## PROBLEM REQUIREMENTS
In full and without alteration, print the entries that follow.

-------- DATA IN THIS EXERCISE

PR #5, opened 2015-12-02
Added travis config.

tmatsuo:


bshaffer:
I wouldn't mind formatting changes being in a separate PR, in the future

testing/variables.sh
```diff
@@ -0,0 +1,32 @@
...
+    GOOGLE_STORAGE_BUCKET
+    MYSQL_DSN
+    MYSQL_USER
+    MYSQL_PASSWORD
+    GOOGLE_CREDENTIALS_BASE64
+)
+
+DIRS=(
+    ${TRAVIS_BUILD_DIR}/helloworld/silex
+    ${TRAVIS_BUILD_DIR}/bookshelf
```
bshaffer: so does this mean running `testing/run_test_suite.sh` will only work on travis?

tmatsuo: Changed it to more generic TEST_BUILD_DIR

tmatsuo:
@bshaffer Yeah, it makes sense. I'll separate them next time.

tmatsuo:
Finally all the tests pass :)
@bshaffer I appreciate it if you can take a look.

testing/variables.sh
tmatsuo: Very good point, thanks!

testing/dump_credentials.php
```diff
@@ -0,0 +1,11 @@
+<?php
+/**
+ * Dumps the contents of the environment variable GOOGLE_CREDENTIALS_BASE64 to
+ * a file.
+ *
+ * To setup Travis to run on your fork, read TRAVIS.md.
```
bshaffer: we should remove this line or add a `TRAVIS.md`

tmatsuo: Good point. I added the file.

testing/install_test_dependencies.sh
```diff
@@ -0,0 +1,67 @@
...
+done
+
+# Exit when any of the necessary envvar is not set.
+if [ "${PREREQ}" = "false" ]; then
+    exit 1
+fi
+
+# Install composer
+mkdir -p ${HOME}/bin
+curl -sS https://getcomposer.org/installer | php -- --install-dir=${HOME}/bin --filename=composer
```
bshaffer: awesome, I didn't know you could send those arguments in! Those are handy.

testing/variables.sh
```diff
@@ -0,0 +1,33 @@
...
+# Unless required by applicable law or agreed to in writing, software
+# distributed under the License is distributed on an "AS IS" BASIS,
+# WITHOUT WARRANTIES OR CONDITIONS OF ANY KIND, either express or implied.
+# See the License for the specific language governing permissions and
+# limitations under the License.
+
+# Defines some variables
+
+VARS=(
+    CLOUDSDK_ACTIVE_CONFIG_NAME
```
bshaffer: Where is this env var being used? Do we still need it?

tmatsuo: This is used by the gcloud command. It's safe to use for isolating the gcloud configs.

tmatsuo: Oh, and it's not used for now, but I will use it when I add the e2e test.

bshaffer:
LGTM

tmatsuo:
Thx!

PR #10, opened 2015-12-14
Use php-coveralls phar file from v0.7.0 release.

tmatsuo:
Removed the top level composer.json and started to use the phar file from php-coveralls 0.7.0 release.

A phar file contains all the dependencies, so no need to have composer.json anymore. Tools like php-coveralls often depend on legacy libs, which may conflict with dependencies of modern applications, so it is better to use the phar file.


tmatsuo:
Oh, wait let me add PHP 7.0 env.

tmatsuo:
Now it's all green :) @bshaffer Can you take a look?

tmatsuo:
@SurferJeffAtGoogle Alright, I added a comment in the script, also updated the PR description.

SurferJeffAtGoogle:
LGTM.

tmatsuo:
@SurferJeffAtGoogle thanks, I will merge this after squashing.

----------------

## OUTPUT
PR #5, opened 2015-12-02
Added travis config.

tmatsuo:


bshaffer:
I wouldn't mind formatting changes being in a separate PR, in the future

testing/variables.sh
```diff
@@ -0,0 +1,32 @@
...
+    GOOGLE_STORAGE_BUCKET
+    MYSQL_DSN
+    MYSQL_USER
+    MYSQL_PASSWORD
+    GOOGLE_CREDENTIALS_BASE64
+)
+
+DIRS=(
+    ${TRAVIS_BUILD_DIR}/helloworld/silex
+    ${TRAVIS_BUILD_DIR}/bookshelf
```
bshaffer: so does this mean running `testing/run_test_suite.sh` will only work on travis?

tmatsuo: Changed it to more generic TEST_BUILD_DIR

tmatsuo:
@bshaffer Yeah, it makes sense. I'll separate them next time.

tmatsuo:
Finally all the tests pass :)
@bshaffer I appreciate it if you can take a look.

testing/variables.sh
tmatsuo: Very good point, thanks!

testing/dump_credentials.php
```diff
@@ -0,0 +1,11 @@
+<?php
+/**
+ * Dumps the contents of the environment variable GOOGLE_CREDENTIALS_BASE64 to
+ * a file.
+ *
+ * To setup Travis to run on your fork, read TRAVIS.md.
```
bshaffer: we should remove this line or add a `TRAVIS.md`

tmatsuo: Good point. I added the file.

testing/install_test_dependencies.sh
```diff
@@ -0,0 +1,67 @@
...
+done
+
+# Exit when any of the necessary envvar is not set.
+if [ "${PREREQ}" = "false" ]; then
+    exit 1
+fi
+
+# Install composer
+mkdir -p ${HOME}/bin
+curl -sS https://getcomposer.org/installer | php -- --install-dir=${HOME}/bin --filename=composer
```
bshaffer: awesome, I didn't know you could send those arguments in! Those are handy.

testing/variables.sh
```diff
@@ -0,0 +1,33 @@
...
+# Unless required by applicable law or agreed to in writing, software
+# distributed under the License is distributed on an "AS IS" BASIS,
+# WITHOUT WARRANTIES OR CONDITIONS OF ANY KIND, either express or implied.
+# See the License for the specific language governing permissions and
+# limitations under the License.
+
+# Defines some variables
+
+VARS=(
+    CLOUDSDK_ACTIVE_CONFIG_NAME
```
bshaffer: Where is this env var being used? Do we still need it?

tmatsuo: This is used by the gcloud command. It's safe to use for isolating the gcloud configs.

tmatsuo: Oh, and it's not used for now, but I will use it when I add the e2e test.

bshaffer:
LGTM

tmatsuo:
Thx!

PR #10, opened 2015-12-14
Use php-coveralls phar file from v0.7.0 release.

tmatsuo:
Removed the top level composer.json and started to use the phar file from php-coveralls 0.7.0 release.

A phar file contains all the dependencies, so no need to have composer.json anymore. Tools like php-coveralls often depend on legacy libs, which may conflict with dependencies of modern applications, so it is better to use the phar file.


tmatsuo:
Oh, wait let me add PHP 7.0 env.

tmatsuo:
Now it's all green :) @bshaffer Can you take a look?

tmatsuo:
@SurferJeffAtGoogle Alright, I added a comment in the script, also updated the PR description.

SurferJeffAtGoogle:
LGTM.

tmatsuo:
@SurferJeffAtGoogle thanks, I will merge this after squashing.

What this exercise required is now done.